Actually, the whole magic of baked oatmeal is in the option to prep it the night before. That way you don't have much fuss around breakfast in the morning. I tell you, it's the easiest family breakfast ever.
Another reason why I love baked oatmeal is that it's fully adaptable. I usually follow what's in season and make it with seasonal ingredients. And this beautiful Carrot Cake Baked Oatmeal is tailored to celebrate the Spring season. You going to love it because:
- It's a comforting dish perfect for mornings.
- It's full of seasonal ingredients and flavors, spiced with amazing cinnamon.
- It's easy to make, in one bowl, with simple pantry ingredients.
- It's packed with fibers from oats, proteins, and Omega-3s.
- It's made without unhealthy processed sugars.
- It's very satisfying, nourishing, and great for weight loss.
- It's a great meal-prep recipe. You can prepare it, refrigerate and bake it in the mornings.
- It's a great way to add carrots to your breakfast. Carrots are packed full of nutrients and antioxidants!
Ingredients used
This baked carrot cake oatmeal recipe is very simple. You will need only basic pantry ingredients:
- Oats. Oats are whole grain, meaning they are rich in fiber, especially beta-glucan, a type of soluble fiber that keeps our heart healthy. They also support healthy digestion, which is essential for strong immunity. I used rolled oats.

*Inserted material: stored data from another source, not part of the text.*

PR #115, opened 2025-05-05
Add temperature parameter to contrastive losses

NohTow:
Hey,
This PR adds a temperature parameter to the contrastive losses.
I initially removed it when copying the losses from ST because it is named "scale" and was actually a multiplicative scalar instead of being called temperature and dividing the similarities.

- Milk of choice. I like using oat milk, but any type of milk will work.
- Carrots. Fresh, sweet, and loaded with nutrients they are a real superfoods. Carrots are now in season and beautiful. When baked, carrots soften giving an amazing texture to baked oats. So yummy!

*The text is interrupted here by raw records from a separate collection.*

PR #121, opened 2025-05-13
Fix: Handle index loading correctly to prevent stream read error

rajj0208:
This fixes a bug where loading an existing index file caused a RuntimeError due to incorrect use of Index.load. The code was passing a file path instead of a file object. The fix opens the file in binary mode and passes the file handle to Index.load, resolving the issue.

### DIFF
--- a/pylate/indexes/voyager.py
+++ b/pylate/indexes/voyager.py
@@ -162,7 +162,8 @@ class Voyager(Base):
 
         """
         if os.path.exists(path=index_path) and not override:
-            return Index.load(index_path)
+            with open(index_path, "rb") as f:
+                return Index.load(f)
 
         if os.path.exists(path=index_path):
             os.remove(index_path)


NohTow:
Hey!
Thanks for contributing to PyLate.
It was surprising me because I did not change much to the loading of the index lately and we had no issue, so I tried a small test where I index nfcorpus, then load the index and do the evaluation.
I do not have any error when loading the index, could you please provide information about your tests/a reproducible example so I can see when this happens?
Also, could you provide information about your environment? Maybe it has to do with Python version or something.

[The Voyager documentation seems to say that path is supported (although so is file_like)](https://spotify.github.io/voyager/python/reference.html#voyager.Index.load)

rajj0208:
Hi,
Thanks for the quick response!

You're right, the Voyager documentation does state that both file paths and file-like objects are supported when loading the index. After some investigation, I found that the issue only occurs in my local environment (running via VS Code). When I run the same code in a cloud environment like Google Colab, it works without any issues using Index.load(file_path).

To be thorough, I tested this across multiple Python environments and versions locally (including Python 3.9, 3.10 and 3.12), and the issue persists. However, when I use with open(file_path, "rb") and pass the file-like object instead, the index loads fine locally.

It seems like the difference might stem from how the local environment resolves or interacts with file paths, or perhaps how the Voyager bindings behave across environments. 

Try to run the code after storing the index locally.

NohTow:
I've been running those on my mac as well as on different remote nodes without issue.
I am not against doing a modification to the loading, but I would love to understand what causes the issue so we can better fix it (because it might be that file-like might fail on other setup then)
What is your local setup?

rajj0208:
Here's my local setup where the issue occurs:

OS: Windows 11
Python Versions Tested: 3.9.18, 3.10.13, 3.12.9 (issue occurs across versions)
Environment: Tested in conda environments
IDE: VS Code

[https://lightonai.github.io/pylate/documentation/retrieval/](Running this simple code to load index)

NohTow:
> OS: Windows 11

I think it might be the cause of the issue, Windows probably do not handle filepath as Linux does there. 
You are not using WSL right?
Could you print `index_path` type in both Windows and Linux to check if there is a difference?

I'll be making some tests to see if file-like works well on Linux, if it does, I don't see any reason to use something that works across more plateforms! I'll also be widening the test of the indexes to include saving/loading and be able to catch such issues.

rajj0208:
No, I wasn't using WSL, I was using the regular Command Prompt on Windows. I’ve checked the type of `index_path` on both Windows and Linux, and it's `<class 'str'>` in both cases. However, the format of the path is different, with Windows using backslashes (\) and Linux using forward slashes (/).

I agree that it would be helpful to test with the file-like approach on Linux to see if it resolves the issue. Yes, you can perform with your tests, and if this works well, I think switching to a more platform-agnostic solution would be beneficial.

NohTow:
Yes, definitely!
Do you mind if I do the modification/tests a bit later? It is not blocking you right now right?

We have the PLAID MR coming up and I have other stuff to do first, if that is ok.

NohTow:
Well the PLAID branch could have been merged today (almost) but we are having issue with CI idling somehow.
If the fix you suggest works out of the box for all setup, I can add the tests quickly and merge after rebasing, so it should not take long if we fix CI quickly
If somehow we struggle too long I'll do this PR first, but I would prefer not if possible

rajj0208:
Got it! Just to be clear, I don’t think I have the merge permissions, so I’ll leave that to you.

NohTow:
I fixed CI, we should merge PLAID today so I can have a look at this!
Is this ok with you if I create a new branch and add you as a co-author of the PR?
Would make my life easier rather than pushing on the fork (not sure I am allowed to)

> Just to be clear, I don’t think I have the merge permissions, so I’ll leave that to you.

Yes I know, was more oriented towards Raphaël if he saw the PR in the mean time :)

rajj0208:
Sounds great! I’m perfectly fine with you creating a new branch and adding me as a **co-author** of the PR. That approach seems like a good way to streamline the process, especially with the CI and merge flow. Looking forward to seeing the PR merge soon.

rajj0208:
Hi, have you tested whether it's working across all platforms? Also, when do you plan to merge #123?

NohTow:
We just merged PLAID and extended its support to Windows.
I am currently doing the tests for Voyager and extending our coverage in #123 as you can see.

NohTow:
Closing as solved in #123.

- Sweetener. Honey or pure maple syrup is the best option here. See "Recipe tips" for more suggestions.
- Ceylon cinnamon. It's known for its anti-inflammatory properties. (Source)
- Hemp seeds. They are an excellent source of Omega-3s, but also a great source of proteins.
- Goji berries. They are loaded with vitamin C, iron, vitamin A, zinc, and powerful antioxidants. (Source)
Other pantry ingredients you'll need:
- Egg. I use free-range.
- Himalayan salt.
- Baking powder.
- Nutmeg.
- Vanilla extract.
- Coconut oil. I use extra virgin coconut oil.
How to make Carrot Cake Baked Oatmeal
Making baked oatmeal cake is very simple. It's a one-bowl recipe, with 5 minutes of prep time.
Equipment used
- Measuring cups.
- Grater.
- Mixing bowl.
- Whisk.
- 6x9-inch casserole dish.
Step by step instructions
- Step 1: Prepare the ingredients.
- Position an oven rack in the middle and preheat the oven to 356F (180C).
- Melt the coconut oil and let it cool on the room temperature.
- Spray the casserole dish with cooking spray or grease it with coconut oil. Set the casserole aside.
- Wash the carrots well, and use a vegetable peeler to peel off their skins. Grate the carrots.
- Measure the rest of the ingredients using measuring cups.
- Step 2: Mix the ingredients.
- Place milk, egg, syrup, vanilla extract and melted coconut oil into a a large mixing bowl. Mix using the whisk until ingredients combine.
- Add in all the dry ingredients: oats, hemp seeds, cinnamon, nutmeg, baking powder and salt.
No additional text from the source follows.